## Your objective
Look for the word "platform" in the entries and copy each line where it appears.

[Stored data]
========================================
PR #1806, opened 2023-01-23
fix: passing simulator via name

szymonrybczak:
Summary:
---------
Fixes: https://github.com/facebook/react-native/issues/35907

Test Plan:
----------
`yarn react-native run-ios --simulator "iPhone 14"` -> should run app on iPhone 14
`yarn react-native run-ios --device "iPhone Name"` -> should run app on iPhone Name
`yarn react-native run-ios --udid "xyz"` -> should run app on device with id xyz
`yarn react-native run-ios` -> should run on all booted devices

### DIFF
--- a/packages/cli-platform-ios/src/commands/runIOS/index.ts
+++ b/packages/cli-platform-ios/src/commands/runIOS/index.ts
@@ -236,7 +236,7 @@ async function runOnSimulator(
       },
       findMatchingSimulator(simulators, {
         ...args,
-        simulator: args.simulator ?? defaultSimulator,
========================================
## Problem solution
--- a/packages/cli-platform-ios/src/commands/runIOS/index.ts
+++ b/packages/cli-platform-ios/src/commands/runIOS/index.ts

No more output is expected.